Forgive me for asking in in such a general way as I'm sure their performance is depending on how one uses them, but in my case collections.deque was way slower than collections.defaultdict when I wanted to verify the existence of a value.
I used the spelling correction from Peter Norvig in order to verify a user's input against a small set of words. As I had no use for a dictionary with word frequencies I used a simple list instead of defaultdict at first, but replaced it with deque as soon as I noticed that a single word lookup took about 25 seconds.
Surprisingly, that wasn't faster than using a list so I returned to using defaultdict which returned results almost instantaneously.
Can someone explain this difference in performance to me?
Thanks in advance
PS: If one of you wants to reproduce what I was talking about, change the following lines in Norvig's script.
-NWORDS = train(words(file('big.txt').read()))
+NWORDS = collections.deque(words(file('big.txt').read()))

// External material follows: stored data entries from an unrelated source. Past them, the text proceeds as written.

PR #268, opened 2021-02-04
Include ./autogen.sh in the distro

james-d-mitchell:
This PR adds the `./autogen.sh` file to the distro. 

Rationale: the `make distclean` target deletes files created by `./autogen.sh` (namely `configure` and `.VERSION`) and is always present in the distro for `libsemigroups`, so without the `autogen.sh` file it is always possible to run `make distclean` in a release version of `libsemigroups` and not have a mechanism to regenerate these files.

### DIFF
--- a/Makefile.am
+++ b/Makefile.am
@@ -958,7 +958,6 @@ clean-local-check:
 distclean-local:
 	rm -f configure
 	rm -f include/libsemigroups/libsemigroups-config.hpp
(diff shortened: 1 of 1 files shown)


james-d-mitchell:
This PR should resolve:

https://github.com/semigroups/Semigroups/issues/740 

(once a new version of both libsemigroups and Semigroups are released).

-return max(candidates, key=NWORDS.get)
+return candidates
These three data structures aren't interchangeable, they serve very different purposes and have very different characteristics:
Lists are dynamic arrays, you use them to store items sequentially for fast random access, use as stack (adding and removing at the end) or just storing something and later iterating over it in the same order.
Deques are sequences too, only for adding and removing elements at both ends instead of random access or stack-like growth.

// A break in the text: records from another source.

PR #279, opened 2021-03-22
Check for C headers, types, and functions in C mode

jamesjer:
I noticed that some configure checks were failing, e.g.:
```
checking for stdbool.h that conforms to C99... no
checking for _Bool... no
checking for inline... inline
checking for int64_t... yes
checking for size_t... yes
checking for uint64_t... yes
checking for ptrdiff_t... no
```

The problem is that `AC_LANG([C++])` shifts autoconf into C++ mode, so it performs those checks with g++.  The fix is to be in C mode while checking C headers, types, and functions, then shift back to C++ mode.  With this change, those configure tests pass.

### DIFF
--- a/configure.ac
+++ b/configure.ac
@@ -25,6 +25,7 @@ AC_LANG([C++])
 AX_CXX_COMPILE_STDCXX_14(,[mandatory])
 
 dnl ## Check for pthread, this seems to be required to compile with GCC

Dictionaries (providing a default value just a relatively simple and convenient but - for this question - irrelevant extension) are hash tables, they associate fully-featured keys (instead of an index) with values and provide very fast access to a value by a key and (necessarily) very fast checks for key existence. They don't maintain order and require the keys to be hashable, but well, you can't make an omelette without breaking eggs.
All of these properties are important, keep them in mind whenever you choose one over the other. What breaks your neck in this particular case is a combination of the last property of dictionaries and the number of possible corrections that have to be checked. Some simple combinatorics should arrive at a concrete formula for the number of edits this code generates for a given word, but everyone who mispredicted such things often enough will know it's going to be surprisingly large number even for average words.

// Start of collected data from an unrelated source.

PR #280, opened 2021-04-19
Fix coverage target

james-d-mitchell:


james-d-mitchell:
I seem to have fixed this in #270 so I'm going to close this, in favour of #270.

PR #283, opened 2021-05-22
doc: try to use doxygen 1.9.1 on rtd

james-d-mitchell:


james-d-mitchell:
I'm going to close this temporarily until I fix the issues with RTD so as to avoid running and re-running the CI.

For each of these edits, there is a check edit in NWORDS to weeds out edits that result in unknown words. Not a bit problem in Norvig's program, since in checks (key existence checks) are, as metioned before, very fast. But you swaped the dictionary with a sequence (a deque)! For sequences, in has to iterate over the whole sequence and compare each item with the value searched for (it can stop when it finds a match, but since the least edits are know words sitting at the beginning of the deque, it usually still searches all or most of the deque). Since there are quite a few words and the test is done for each edit generated, you end up spending 99% of your time doing a linear search in a sequence where you could just hash a string and compare it once (or at most - in case of collisions - a few times).
If you don't need weights, you can conceptually use bogus values you never look at and still get the performance boost of an O(1) in check. Practically, you should just use a set which uses pretty much the same algorithms as the dictionaries and just cuts away the part where it stores the value (it was actually first implemented like that, I don't know how far the two diverged since sets were re-implemented in a dedicated, seperate C module).